### Your task
All lines of the data shown below should be output exactly as they stand.

### Source material
-- Opening Marker --

PR #1009, opened 2023-01-27
Placeholders should take into account answers on the path

Yuyuutsu:
Currently, placeholders do not take into account whether answers are on the path. Historically, this wasn't needed as it is not the placeholders' job to work that out, however, in v3 we added a placeholder transform `first_non_empty_item` which requires us to check that the answers are on the path. 

### How to review 
See if the error is still occurs : 
  - Launch `mbs_0106`
  - Click Start Survey
  - Submit `No, I need to report for a different period`
  - Enter a valid date range i.e 1 May 2016 to 20 May 2016
  - You should see the question has piped in your date range.
  - Go back to the first question and change your answer to `Yes, I can report for this period`
  - The next question will still pipe in your custom date range, but it should have piped in the date range from the metadata. 

- Check unit tests pass
- Check type hinting comments 

### Checklist

### DIFF
--- a/app/questionnaire/placeholder_renderer.py
+++ b/app/questionnaire/placeholder_renderer.py
@@ -99,16 +99,20 @@ class PlaceholderRenderer:
         return formatted_placeholder_data
 
     def render(
-        self, dict_to_render: Mapping[str, Any], list_item_id: Optional[str]
-    ) -> Mapping[str, Any]:
+        self, data_to_render: Mapping[str, Any], list_item_id: Optional[str]
+    ) -> dict[str, Any]:
         """
         Transform the current schema json to a fully rendered dictionary
         """
-        dict_to_render = QuestionnaireSchema.get_mutable_deepcopy(dict_to_render)
-        pointers = find_pointers_containing(dict_to_render, "placeholders")
+        data_to_render_mutable: dict[
+            str, Any
+        ] = QuestionnaireSchema.get_mutable_deepcopy(data_to_render)
+        pointers = find_pointers_containing(data_to_render_mutable, "placeholders")
 
         for pointer in pointers:
-            rendered_text = self.render_pointer(dict_to_render, pointer, list_item_id)
-            set_pointer(dict_to_render, pointer, rendered_text)
+            rendered_text = self.render_pointer(
+                data_to_render_mutable, pointer, list_item_id
+            )
+            set_pointer(data_to_render_mutable, pointer, rendered_text)
 
-        return dict_to_render
+        return data_to_render_mutable
--- a/app/questionnaire/questionnaire_schema.py
+++ b/app/questionnaire/questionnaire_schema.py
@@ -494,7 +494,8 @@ class QuestionnaireSchema:  # pylint: disable=too-many-public-methods
         self, section_id: str
     ) -> Optional[ImmutableDict]:
         if repeat := self.get_repeat_for_section(section_id):
-            return repeat.get("title")
+            title: ImmutableDict = repeat["title"]
+            return title
 
     def get_repeating_page_title_for_section(self, section_id: str) -> Optional[str]:
         if repeat := self.get_repeat_for_section(section_id):
@@ -929,7 +930,6 @@ class QuestionnaireSchema:  # pylint: disable=too-many-public-methods
         if summary := self.get_summary_for_section(section_id):
             for item in summary.get("items", []):
                 if item["for_list"] == list_name and item.get("item_label"):
-
                     return str(item["item_label"])
 
     def get_item_anchor(self, section_id: str, list_name: str) -> Optional[str]:
--- a/app/views/contexts/calculated_summary_context.py
+++ b/app/views/contexts/calculated_summary_context.py
@@ -1,6 +1,6 @@
 from copy import deepcopy
 from decimal import Decimal
-from typing import Callable, List, Mapping, Tuple, Union
+from typing import Any, Callable, Iterable, Mapping, Tuple, Union
 
 from werkzeug.datastructures import ImmutableDict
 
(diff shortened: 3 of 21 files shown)


Yuyuutsu:
[Answer dependencies: Placeholders should take into account answers on the path (3 SP)](https://trello.com/c/QB5n5BGv/5407-answer-dependencies-placeholders-should-take-into-account-answers-on-the-path-3-sp)

app/questionnaire/placeholder_renderer.py
```diff
@@ -36,6 +37,8 @@ def __init__(
         self._response_metadata = response_metadata
         self._schema = schema
         self._location = location
+        self._block_on_routing_path = False
```
ONS-Guilhem-Forey, line 40: Could we rename it to `self._needs_block_on_routing_path` (or similar) to enforce its boolean type?
Even if it's initialised to False, I find it can get confusing when the variable is used elsewhere.
i.e "is it a block or a flag"?

app/questionnaire/placeholder_renderer.py
```diff
@@ -112,3 +126,36 @@ def render(
...
+    def check_transform(self, transform: MutableMapping[str, Any]) -> bool:
+        if transform.get("transform") in self._placeholder_transforms:
+            if items := transform["arguments"].get("items"):
+                for item in items:
+                    if self.check_item(item):
+                        return True
+
+        return False
+
+    def check_item(self, item: MutableMapping[str, Any]) -> bool:
```
ONS-Guilhem-Forey, line 139: Could we rename this specifically,  i.e
`is_item_on_routing_path()`

Also method could be private if we don't intend to use it outside of the placeholder renderer

app/questionnaire/placeholder_renderer.py
```diff
@@ -112,3 +126,36 @@ def render(
             set_pointer(dict_to_render, pointer, rendered_text)
 
         return dict_to_render
+
+    def check_transform(self, transform: MutableMapping[str, Any]) -> bool:
```
ONS-Guilhem-Forey, line 130: Could we rename this specifically, i.e
`check_transform_needs_routing_path()` or something similar

And make it private

I find it makes the code easier to understand

app/questionnaire/placeholder_renderer.py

-- Closing Marker --

### Task answer
PR #1009, opened 2023-01-27
Placeholders should take into account answers on the path

Yuyuutsu:
Currently, placeholders do not take into account whether answers are on the path. Historically, this wasn't needed as it is not the placeholders' job to work that out, however, in v3 we added a placeholder transform `first_non_empty_item` which requires us to check that the answers are on the path. 

### How to review 
See if the error is still occurs : 
  - Launch `mbs_0106`
  - Click Start Survey
  - Submit `No, I need to report for a different period`
  - Enter a valid date range i.e 1 May 2016 to 20 May 2016
  - You should see the question has piped in your date range.
  - Go back to the first question and change your answer to `Yes, I can report for this period`
  - The next question will still pipe in your custom date range, but it should have piped in the date range from the metadata. 

- Check unit tests pass
- Check type hinting comments 

### Checklist

### DIFF
--- a/app/questionnaire/placeholder_renderer.py
+++ b/app/questionnaire/placeholder_renderer.py
@@ -99,16 +99,20 @@ class PlaceholderRenderer:
         return formatted_placeholder_data
 
     def render(
-        self, dict_to_render: Mapping[str, Any], list_item_id: Optional[str]
-    ) -> Mapping[str, Any]:
+        self, data_to_render: Mapping[str, Any], list_item_id: Optional[str]
+    ) -> dict[str, Any]:
         """
         Transform the current schema json to a fully rendered dictionary
         """
-        dict_to_render = QuestionnaireSchema.get_mutable_deepcopy(dict_to_render)
-        pointers = find_pointers_containing(dict_to_render, "placeholders")
+        data_to_render_mutable: dict[
+            str, Any
+        ] = QuestionnaireSchema.get_mutable_deepcopy(data_to_render)
+        pointers = find_pointers_containing(data_to_render_mutable, "placeholders")
 
         for pointer in pointers:
-            rendered_text = self.render_pointer(dict_to_render, pointer, list_item_id)
-            set_pointer(dict_to_render, pointer, rendered_text)
+            rendered_text = self.render_pointer(
+                data_to_render_mutable, pointer, list_item_id
+            )
+            set_pointer(data_to_render_mutable, pointer, rendered_text)
 
-        return dict_to_render
+        return data_to_render_mutable
--- a/app/questionnaire/questionnaire_schema.py
+++ b/app/questionnaire/questionnaire_schema.py
@@ -494,7 +494,8 @@ class QuestionnaireSchema:  # pylint: disable=too-many-public-methods
         self, section_id: str
     ) -> Optional[ImmutableDict]:
         if repeat := self.get_repeat_for_section(section_id):
-            return repeat.get("title")
+            title: ImmutableDict = repeat["title"]
+            return title
 
     def get_repeating_page_title_for_section(self, section_id: str) -> Optional[str]:
         if repeat := self.get_repeat_for_section(section_id):
@@ -929,7 +930,6 @@ class QuestionnaireSchema:  # pylint: disable=too-many-public-methods
         if summary := self.get_summary_for_section(section_id):
             for item in summary.get("items", []):
                 if item["for_list"] == list_name and item.get("item_label"):
-
                     return str(item["item_label"])
 
     def get_item_anchor(self, section_id: str, list_name: str) -> Optional[str]:
--- a/app/views/contexts/calculated_summary_context.py
+++ b/app/views/contexts/calculated_summary_context.py
@@ -1,6 +1,6 @@
 from copy import deepcopy
 from decimal import Decimal
-from typing import Callable, List, Mapping, Tuple, Union
+from typing import Any, Callable, Iterable, Mapping, Tuple, Union
 
 from werkzeug.datastructures import ImmutableDict
 
(diff shortened: 3 of 21 files shown)


Yuyuutsu:
[Answer dependencies: Placeholders should take into account answers on the path (3 SP)](https://trello.com/c/QB5n5BGv/5407-answer-dependencies-placeholders-should-take-into-account-answers-on-the-path-3-sp)

app/questionnaire/placeholder_renderer.py
```diff
@@ -36,6 +37,8 @@ def __init__(
         self._response_metadata = response_metadata
         self._schema = schema
         self._location = location
+        self._block_on_routing_path = False
```
ONS-Guilhem-Forey, line 40: Could we rename it to `self._needs_block_on_routing_path` (or similar) to enforce its boolean type?
Even if it's initialised to False, I find it can get confusing when the variable is used elsewhere.
i.e "is it a block or a flag"?

app/questionnaire/placeholder_renderer.py
```diff
@@ -112,3 +126,36 @@ def render(
...
+    def check_transform(self, transform: MutableMapping[str, Any]) -> bool:
+        if transform.get("transform") in self._placeholder_transforms:
+            if items := transform["arguments"].get("items"):
+                for item in items:
+                    if self.check_item(item):
+                        return True
+
+        return False
+
+    def check_item(self, item: MutableMapping[str, Any]) -> bool:
```
ONS-Guilhem-Forey, line 139: Could we rename this specifically,  i.e
`is_item_on_routing_path()`

Also method could be private if we don't intend to use it outside of the placeholder renderer

app/questionnaire/placeholder_renderer.py
```diff
@@ -112,3 +126,36 @@ def render(
             set_pointer(dict_to_render, pointer, rendered_text)
 
         return dict_to_render
+
+    def check_transform(self, transform: MutableMapping[str, Any]) -> bool:
```
ONS-Guilhem-Forey, line 130: Could we rename this specifically, i.e
`check_transform_needs_routing_path()` or something similar

And make it private

I find it makes the code easier to understand

app/questionnaire/placeholder_renderer.py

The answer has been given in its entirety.